O trabalho que ao longo das décadas desenvolveram, assinala Christiana Perschon, “é indicativo das coisas contra as quais lutavam”. Basta olhar, por exemplo, para Sekundenskulpturen, de Margot Pilz, em que as fitas métricas usadas para tirar as medidas prendem a mulher e despem-na da liberdade de se mover. Podemos olhar ainda para Karin Mack e Bügeltraum, uma série de quatro fotografias a preto e branco tiradas em 1975: nelas, a fotógrafa passa a ferro diversos panos de cozinha, troca a camisola e as calças de ganga com que se apresenta por um vestido preto, e, num último momento, aparece deitada por cima da tábua com um véu sobre a cabeça. O National Museum of Women in the Arts menciona a “morte da dona de casa”, e destaca “um corpo que se torna parte da tábua de engomar”, ilustrando a identidade de Mack “enquanto um objecto e não uma pessoa”.

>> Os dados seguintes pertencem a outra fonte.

PR #250, opened 2026-07-28
measure: should fit(derive_threshold=True) be the default? (54 cells, held-out, $0)

fxd24:
## Measured: should `fit(derive_threshold=True)` be the default?

#241 landed `fit(..., derive_threshold=True)` — derive the match cut from labels
(Youden's J), then **race it against the incumbent** and keep the winner. It is
off by default, while the front door hard-codes `threshold: float = 0.5` in six
places. So: should the flag default to `True`?

**This PR measures it and changes nothing.** No default moves, no `src/` behavior
changes — following the precedent set two days ago in the same area: *the
measurement is the deliverable; changing a default is a separate PR.*

- Harness: `examples/research/threshold_default_study.py` ($0 — `rapidfuzz` /
  `embedding_cosine`, no paid call)
- Raw data: `examples/research/results/threshold_default_study.json` (54 cells)
- Write-up: `docs/research/20260728_threshold_default.md`

**54 cells** = 9 loadable benchmarks × 2 $0 scorers × seeds 0/1/2. **Every number
is graded on a corpus-disjoint held-out split** — see "the split trap" below for
why it is not `fit`'s own `split=0.3`.

### The answer

| outcome of `fit(derive_threshold=True)` | cells |
|---|---|
| derived cut kept **and** better held-out | **45** |
| race declined → threshold unmoved, Δ exactly 0 | **7** |
| derived cut kept **and** worse held-out | **2** (both `tiny_fixture`, whose held-out corpus has **1** gold pair) |

On the **8 real benchmarks the shipped outcome never loses, at any seed, for
either scorer.** Wins run +0.0011 → **+0.8887** pair-F1. Full per-benchmark,
per-seed table in the write-up (§2); it is never averaged.

**Those are outcomes of *derive then race*, not of the derived cut alone** — the
distinction is the whole case for the race. Scored on its own, the raw Youden
candidate is **45 better / 1 tied / 8 worse**, six of the losses on real
benchmarks (`dblp_scholar`/`rapidfuzz` ×3, `wdc_computers`/`rapidfuzz` ×3). They
show up as ties above only because the race refused them.

**The race earns its seat**: it declined 7 times and was right **7/7** — in 6 the
derived cut really was worse held-out, the 7th was an exact tie. A plain
derive-and-apply would have shipped six real held-out regressions on
`dblp_scholar` and `wdc_computers` as "improvements". It is not infallible the
other way (it kept the 2 losing cuts), which is #241's own documented residual —
"selecting on `train` bounds the risk, it does not remove it" — now observed.

### Did I flip the default? No — and the reason is mechanical, not cautious

`derive_threshold: bool = False → True` makes six documented call shapes raise.
The first three were **run**, not inferred — each is `OK` today:

```
with derive_threshold=True:            today (False):
  ValueError  fit(records)               OK  fit(records)
  ValueError  fit(records, labels=[…])   OK  fit(records, labels=[…])
  ValueError  fit(records, pairs=…,      OK  fit(records, pairs=…, method=Platt())
              method=Platt())
```

Plus three by code read: `fit(pairs=…)` would start requiring `[trained]`
(sklearn), start raising for decider matchers, and raise on an `_ops` chain with
no `ThresholdSelect`. The repo's own suite would go red on the first test.

So the question splits in two with different answers: *"when asked, should `fit`
derive?"* — **yes, decisively**; *"should `fit` derive without being asked?"* —
an API change, not a measurement consequence. §3.3 lays out three options
(leave opt-in / tri-state `bool | None` / fix the constant) with each one's real
cost and reversal, and recommends **leave opt-in now, fix the constant next,
tri-state only as a deliberate 0.4 API change**.

### Two findings that outrank the flag

**1. The split trap** — `align_pairs(split=0.3)` holds out **zero pairs in 26 of
27 (benchmark, seed) rows** on a dense label set. Its entity-disjoint split
assigns whole union-find components, and a k-NN candidate graph is essentially
one component. Not scale-dependent: identical at 26 labeled pairs and at 1.7 M.
`split=` never affects the derived cut (selection runs on `train`), only what
`FitReport` reports — so `FitReport.metrics` / `held_out_f1` are untrustworthy
there and **nothing warns**. `docs/EXPERIMENTS.md` now says so; a warning in
`align_pairs` when the achieved fraction misses the requested one is worth its
own PR.

**2. `0.5` is wrong per *score family*, and `derive_threshold` cannot fix the
out-of-the-box case at all** (it only ever helps a user who already has labels):

| method | benchmarks | min derived t | median | max derived t | spread |
|---|---|---|---|---|---|
| embedding_cosine | 9 | 0.8090 | 0.8634 | 0.9451 | **0.1361** |
| rapidfuzz | 9 | 0.1744 | 0.5590 | 0.6952 | **0.5209** |

For cosine a per-family default near 0.86 would land close to the derived cut on
every dataset — **with no labels**. For rapidfuzz the derived cut varies 4×, so a
shared constant is a far less promising fix (this study measures F1 only at `0.5`
and at each dataset's own derived cut, so it cannot rule a shared constant *out*).
One number cannot serve both, which is exactly what `MethodSpec.default_threshold`
already exists to express ("score scales differ per family" — E12) and exactly
what the six architectures bypass. *(Stated as an inference from the spread: a
fixed-constant arm was not measured. §5.2 flags it.)*

### The six `0.5`s — proposal only (§5)

It is **seventeen** sites in `src/`, not six, all meaning the same decision cut —
spelled three different ways, so no single grep finds them (§5.1 lists the two
hits that are a *different* cut and the two sites the obvious pattern misses).
`architectures/reranker.py` is the instructive exception — `threshold: float`
with no default at all. Proposal: one named `DEFAULT_MATCH_THRESHOLD` beside
`predicted_match` so the caveat is stated once where the value lives; do **not**
sweep in the report/curation cuts (same concept, different owner); and treat the
constant as the floor, not the fix — routing the architectures through
`MethodSpec.default_threshold` is the better change, in its own PR with its own
measurement. Nothing is changed here.

### Scope / caveats

- **Published as an exploratory run**, in the sense `docs/REPRODUCIBILITY.md`
  defines: the artifact records cell metrics, not a provenance envelope, and the
  blocker uses the mutable `all-MiniLM-L6-v2` alias with no pinned revision. The
  conclusion rests on a direction that holds across all 8 real benchmarks and on
  a two-cell exception with an identified cause, not on a decimal being
  reproducible. Not relabelled clean after the fact (§1).
- **`weighted_average` was not raced**, and it is what `FuzzyString` actually
  uses. `rapidfuzz` is a close stand-in (same fields, same weights, same
  `score_type="heuristic"`) but it is a stand-in.
- No paid method, so nothing here covers `VectorLLMCascade` / `RetrieveLLM`.
- Every registered benchmark is *linkage*; nothing here speaks to dedup.

### Checks

`ruff format --check .`, `ruff check .`, `mypy src`, and the fast suite all green
locally. No `src/` file is touched. `--render <json>` reprints every table from
the tracked artifact, so the write-up's tables are regenerated rather than
transcribed.

The harness enforces its own two claims rather than only stating them, and both
guards were verified by watching them fire: `--methods` is restricted to
`ZERO_SPEND_METHODS` (a paid scorer would otherwise reach `make_resolver_factory`
with `llm_client=None` and build a *billed* client from the environment), and the
canonical artifact is published only by a run that measured the complete matrix —
decided by checking the three inputs that define it (benchmarks × methods × seeds)
rather than by blacklisting the flags that narrow it, since `--methods rapidfuzz`
and `--seeds 0` both sailed past the earlier `--fast`/`--only` guard.


fxd24:
@codex review

fxd24:
@codex review

Round 2 fixes are in `2a7e1f5`. Notes on the round-1 findings:

- **Partial sweeps replacing the canonical artifact** — fixed in `0112606`, and the finding was re-posted verbatim against the fixed code (its AGENTS.md link still points at `7f45ac5`). `run_benchmark` now yields, the canonical write happens once after the failure check, and `main()` exits non-zero on failure. Verified by interrupting a real sweep at 18 cells: the 54-cell artifact was left byte-intact and the cells survived in the `.partial` scratch file.
- **Paid scorers in a $0 CLI** — fixed; `--methods` is restricted to `ZERO_SPEND_METHODS`.
- **Narrowed sweeps bypassing the guard** — fixed, and generalised: the guard now checks the three inputs that define the matrix rather than enumerating narrowing flags, so it cannot rot open again. Both `--methods rapidfuzz` and `--seeds 0` are now refused.
- **Site inventory** — you were right on all three counts (grep returns 17, table summed to 16, prose said 14). Rebuilt from the code, with the two non-match-cut hits excluded by name and the two sites the pattern cannot see added.
- **Even-set median** — fixed via `statistics.median`; the published 9-benchmark figures are unchanged.
- **Provenance** — taken as the "publish as exploratory" option, since `docs/REPRODUCIBILITY.md` also says not to relabel a dirty run clean after the fact, which retro-fitting an envelope onto an already-measured artifact would amount to.

fxd24:
@codex review

Round 3 in `47a8822`. Both of your new findings were correct and both were fix-induced — they existed only because of the round-2 changes.

- **Explicit canonical `--out`** — right, and a real hole: the guard tested `args.out is None`, so it protected only the default path. Now keyed on the resolved destination; `--methods rapidfuzz --out <canonical>` and the absolute-path spelling both exit 2 (verified).
- **Ignored checkpoint** — right, and wrong in this repo's most expensive way. Gitignoring `*.json.partial` made an interrupted sweep's only copy invisible to `git status --untracked-files=all`, which is exactly the check the worktree workflow relies on to catch unsaved work before teardown. Entry reverted; `.gitignore` is now untouched by this PR.

Three findings were re-posted verbatim and are **stale, not unfixed** — flagging rather than silently ignoring:

- *Partial sweeps replacing the canonical artifact* — fixed in `0112606`; the comment's own AGENTS.md link still points at `7f45ac5`. `run_benchmark` yields, the canonical write happens once after the failure check, and `main()` exits non-zero. Verified by interrupting a real sweep at 18/54 cells: the 54-cell artifact was left byte-intact.
- *Reject paid scorers* — fixed in `2a7e1f5`. The comment anchors on the argparse declaration and doesn't see the validation below it; `--methods llm_judge` exits 2.
- *Provenance* — taken as the "publish as exploratory" branch you offered, since `docs/REPRODUCIBILITY.md` also forbids relabelling a dirty run clean after the fact, which retro-fitting an envelope onto already-measured cells would be.

fxd24:
@codex review

Round 4 in `97f7b42`. Your new finding was right again, and again fix-induced by the previous round:

- **Existing checkpoint clobbered on re-run** — correct. Round 3's comment argued the checkpoint must stay visible so an interrupted sweep forces a commit/copy/discard decision, but the code reused the path with an empty `results`, so the first write truncated it. A comment asserting a guarantee the code never enforced. Now an existing `<out>.partial` refuses the run with instructions; verified the run exits 2 and the checkpoint survives intact. No `--resume` flag — refusing is what makes the decision actually happen, and resume isn't a demonstrated need.

The other three in that round were byte-identical re-posts of findings already fixed and verified (partial-sweep publication, fixed `0112606`; paid scorers, fixed `2a7e1f5`; provenance, answered via the exploratory branch). Their anchors point at the argparse declarations and the `except` handler rather than at the guards added below them, and one still links AGENTS.md at `7f45ac5`. Flagging rather than silently dropping them — if any is genuinely unfixed at `97f7b42`, the specific line that still permits it would help.

fxd24:
@codex review

Round 5 in `1cd15d9`: the checkpoint-write finding was right and is fixed. The per-cell write sat inside the benchmark try/except, so a persistence failure was misclassified as a benchmark failure and the closing message still claimed "N cell(s) kept at <scratch>" over cells that existed only in memory. Checkpoint failures now raise `CheckpointError`, which the handler re-raises instead of swallowing. Verified by forcing ENOSPC on every checkpoint write: the run aborts on the first cell rather than continuing.

Four findings in that round were byte-identical re-posts of already-fixed issues (partial-sweep publication → `0112606`; paid scorers → `2a7e1f5`; interrupted-checkpoint clobbering → `97f7b42`, the very commit under review; provenance → answered via the exploratory branch). Each anchors on a declaration above the guard that fixes it. If any is genuinely still open at `1cd15d9`, please point at the line that permits it.

fxd24:
@codex review

Round 6 in `e453b2f`, plus two self-caught follow-ups in `9f2ebea` / `9c2a7e1`. Your three analysis findings were all correct and all mattered more than the harness ones:

- **45/7/2 are race outcomes, not the derived cut's** — right, and I've made both framings explicit. Verified against the artifact: the raw Youden candidate alone is **45 better / 1 tied / 8 worse**, six of the losses on real benchmarks (`dblp_scholar`/`rapidfuzz` ×3, `wdc_computers`/`rapidfuzz` ×3) that appear as ties only because the race refused them. This strengthens the conclusion — it is the measured case for keeping the race — but the old phrasing let the race's save read as the candidate's win.
- **`split=` does change the derivation set** — right. `resolver.py:1276` aligns before selecting, so pairs moved into `valid` leave `train`. Selection never *reads* `valid` (that part stands), but "only changes what `fit` reports" is true only when `valid` is empty — 26 of 27 rows here, which is why it held for every number in this study and why I wrongly generalised it. Corrected in the write-up, the harness docstring and `docs/EXPERIMENTS.md`.
- **Seed stability overstated** — right, and worse than flagged. Measured worst case is `walmart_amazon`/`rapidfuzz` at 0.0384 (~8× the claimed ±0.005). Replaced with a measured per-family table.

Two further errors I caught myself while verifying those fixes rather than assuming them: the replacement text named the wrong tightest cell (`febrl_person`/`rapidfuzz` is 0.0000, not `dblp_acm`), and then named `wdc_computers` (0.0097) among cells exceeding 0.01. Also put the four TL;DR win figures on one seed basis. I then checked the 54-row table **mechanically** against the artifact — every data row matches; the errors were confined to hand-written prose, which is the argument for `--render` generating the tables.

Also fixed: `write_results` is now atomic (write beside + `os.replace`), since a truncating write interrupted part-way destroys the previous checkpoint and leaves a file that looks fine until parsed.

Not changed: the scratch-under-`tmp/` visibility point — `tmp/` is this repo's declared-ephemeral convention, and the checkpoint beside the canonical artifact (the 40-minute sweep, the case that matters) is visible to `git status -uall`.

fxd24:
@codex review

Round 7 in `8fc8689`. All five analysis findings were correct, and three were overclaims in the direction that flattered the conclusion — the most valuable round so far:

- **"Six call shapes raise" was three.** You were right that some already fail today. Verified by running it: `fit(pairs=...)` on a non-supervised matcher **raises today** and is **OK under the flip** — `_fit_from_pairs` refuses `pairs=` when the matcher isn't a `SupervisedFitMixin` and the flag is false (`resolver.py:1267`). The flip *legalizes* that path. The three executed shapes stand (the first is the plain `fit(records)` no-op, which the repo's own suite calls), so the argument survives, but the count is three.
- **tiny_fixture F1 isn't binary.** Disproved by my own artifact — `tiny_fixture`/`embedding_cosine` is 0.5000 on that same single gold pair. Corrected to: recall is binary, sample size is what makes the cells uninformative.
- **Two inventory sites aren't effective cuts.** `RapidfuzzMatcher.threshold` is never read by `forward()` (its own docstring says so) and `EmbeddingScoreMatcher.threshold` only picks a `decision_step` label. The table now marks effectiveness per row.
- **The LLM-recipe recommendation was inert.** `Parse` emits `decision=True/False` and `predicted_match` gives decision precedence, so 0.5→0.7 on `RetrieveLLM`/`RetrieveRerankLLM` changes nothing. I had the topology right and the conclusion wrong; the real question is why a decider pipeline exposes a threshold at all.
- **"No rapidfuzz constant works" isn't measured.** Right — F1 was measured only at 0.5 and at each dataset's own derived cut, and Youden's J is flat across a separating gap, so far-apart argmaxes don't preclude a shared value. Softened to what the spread supports, with the missing arm named.

Also fixed: the interrupted-checkpoint guard now covers the `.writing` staging file.

Unchanged and why: three findings re-posted from earlier rounds are already fixed (partial-sweep publication `0112606`, paid scorers `2a7e1f5`, checkpoint clobbering `97f7b42`); and the scratch-under-`tmp/` visibility point — `tmp/` is this repo's declared-ephemeral convention, while the checkpoint beside the canonical artifact (the 40-minute sweep) is visible to `git status -uall`.

fxd24:
@codex review

Round 8 in `2c002e0`. Your `--render` finding was the root cause of this entire review thread, and I've treated it that way:

**`--render` promised "every table" and emitted three of six.** The outcome counts, the seed-stability summary and the decline audit were typed into the write-up by hand — and **every numeric error found across rounds 6–8 was in one of those three; not one was in a generated table.** All three are now generated (`to_outcome_markdown` / `to_seed_stability_markdown` / `to_decline_markdown`), and generating them independently reproduced the corrected numbers exactly: race 45/7/2, raw candidate 45/1/8, 6 of the 8 raw losses caught by the race, win span +0.0011..+0.8887, cosine spread 0.0000–0.0067 (0 of 9 cells >0.01), rapidfuzz 0.0000–0.0384 (3 of 9), 6 correct declines + 1 exact tie. That is the check the hand-written versions never had. The outcome table prints **both framings side by side**, since conflating them was the most consequential error in the earlier draft.

Also fixed, all duplicates of corrections already made elsewhere:
- `docs/research/README.md` still advertised "six raising paths" → three.
- The per-cell table's `tiny_fixture` note still called its F1 "a coin flip between 0.0 and 1.0" → recall is binary, F1 is not (the cosine rows read 0.5000).
- `to_spread_markdown`'s docstring still said a wide spread makes the fixed-constant objection "die" → it weakens it; ruling it out needs a fixed-grid sweep this harness does not run.
- The interrupted-checkpoint guard now also covers the `.writing` staging file.

Still unchanged, with reasons: the partial-sweep, paid-scorer and checkpoint-clobbering findings are re-posts of issues fixed in `0112606` / `2a7e1f5` / `97f7b42` and verified by running them; and the scratch-under-`tmp/` point — `tmp/` is this repo's declared-ephemeral convention, while the checkpoint beside the canonical artifact (the 40-minute sweep) is visible to `git status -uall`.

“As galerias diriam: ‘Nós não expomos obras de mulheres aqui. Fim da história’. Esta era a forma habitual de humilhar uma pessoa”, observa a autora de She is the Other Gaze. Christiana Perschon acredita que a balança está a ficar mais equilibrada nos dias de hoje, pelo menos na Áustria. “Já temos mulheres a assumir cargos importantes e influentes em grandes instituições. Temos curadoras e directores de museus. Isso é algo que não se via na altura”, revela. Para a cineasta, “ainda não estamos em pé de igualdade”, mas começa a haver uma mudança estrutural: “estas mulheres tinham um pequeno grupo de apoio – é por isso que conseguiram chegar tão longe e estão agora a ser apreciadas –, mas as coisas funcionavam de uma forma completamente diferente”, conclui a realizadora.
No filme, a artista plástica Iris Dostal aplica várias camadas de giz sobre telas brancas, preparando-as para novas pinturas. Isto, para Christiana Perschon, assume um significado simbólico, pois representa uma oportunidade que Pilz, Mack, Christanell, Heuermann, Bertlmann e tantas artistas como elas têm de “reescrever a história”. Em She is the Other Gaze, o estúdio de Perschon serve como um ponto de encontro, onde duas gerações diferentes reflectem sobre uma luta que em muito mudou mas nunca acaba, e onde, lê-se no site oficial da cineasta, o acto de ver pode transformar-se num “encontro através dos olhos dos outros”.
She is the Other Gaze faz parte da secção Identidades da sexta edição do Porto/Post/Doc.